Когда наступили голодные годы для деревни, бабушка Марина попросила родителей взять кого-нибудь к себе на пропитание. Выбрали Симу, и очень скоро все офицеры начали на неё заглядываться, их жёны пошли жаловаться начальству, вскоре папу вызвали на партсобрание, а Серафиме пришлось вернуться в деревню, вместо неё взяли Трошу.
Летом мы ездили к бабушке Марине в село Триречное. Неофициально наше село называли деревней хохлов, нас – хохлами, а жителей соседней деревни – москалями. Две деревни постоянно спорили между собой, и если встречались две машины с помидорами из двух деревень, то водители чуть притормаживали и начиналась битва помидоров.
Несмотря на постоянные помидорные бои, невест было принято брать у москалей – считалось, что они красивее и богаче. А мой дядя Алёша полюбил девушку из нашей деревни, но бабушка Марина настояла, чтобы он женился на Устинье из деревни москалей. Дядя долго не соглашался, но бабушка выгнала его из дома, и ему приходилось ночевать на улице. В конце концов сыграли свадьбу, невеста была некрасивой, но с хорошим приданым. Основное – это сундук, наполненный вышитыми скатертями, наволочками и белёными кружевами. Я часто рассматривала эти уникальные вещи. Со временем у них появилось три сына.
Дядя Трофим женился на Наталье. Она была тоже из москалей – красавица, тихая и скромная.
Бабушка Марина строила всех, у мамы с ней были непростые отношения, но меня она очень любила. Причина была понятна: из девяти внуков я была единственной девочкой.
– Пей молоко, пей, – часто угощала меня она.
– Бабушка, а это коровье молоко?
– Да, коровье, парное.
– А у тебя козьего, случайно, нет? Я его никогда не пробовала.
– В чём проблема? Попробуешь.
Вечером бабушка подозвала меня и, велев взять стакан, следовать за ней. Мы подошли к калитке и принялись ждать. Вскоре мимо нас проследовали козы с луга, направляющиеся домой. Бабушка ловко схватила одну козу и потащила к нам на участок. Коза была упрямая и упиралась как могла, но моя бабушка была ещё упрямей. Затащив козу, она надоила стакан молока и отпустила её на свободу.

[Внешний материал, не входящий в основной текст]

PR #6018, opened 2018-03-15
Update the deprecation date

skierkowski:
This updates the notifications on the doc website with the updated deprecation date, which is now May 31st instead of March 30th,

### DIFF
--- a/website/source/docs/commands/push.html.md
+++ b/website/source/docs/commands/push.html.md
@@ -10,8 +10,8 @@ sidebar_current: 'docs-commands-push'
 # `push` Command
 
 !&gt; The Packer and Artifact Registry features of Atlas will no longer be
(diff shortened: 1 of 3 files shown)


mwhooker:
Can you just give a vague indication that it's happening soon and make sure there's a link to a blog post or something? I don't want to give firm dates on second thought.

We also have the same problem in the go code

command/push.go
post-processor/atlas/post-processor.go

which is a bit more intractable

skierkowski:
I removed the references to the date altogether. Atlas has a notification bar with the date and next steps. Any users who seek these docs will already be familiar with that notification bar in Atlas. Does that work?

mwhooker:
I think this is good. note to self to change the go commands and publish website when we merge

– Бабушка, но ведь это не наша коза, – сказала я ей.
– Ну и что с того? – буднично отозвалась бабушка. – С неё не убудет.
Вот такой была моя бабушка. Выпив молока, я отправилась с Витей гулять по улице.
– А, москали вышли! – высунулся из-за сломанного забора щербатый мальчуган.
Бум! Я ударила его и продолжала гордо следовать своей дорогой. Бум, бум! – это досталось ещё двум мальчишкам, которые попытались обозвать нас москалями. Мальчишки сгруппировались в кучу и попытались напасть на нас сообща. Из дома выбежали наши двоюродные братья, и завязалась драка. Поставив Витю на дрова, я принимала в ней далеко не последнее участие.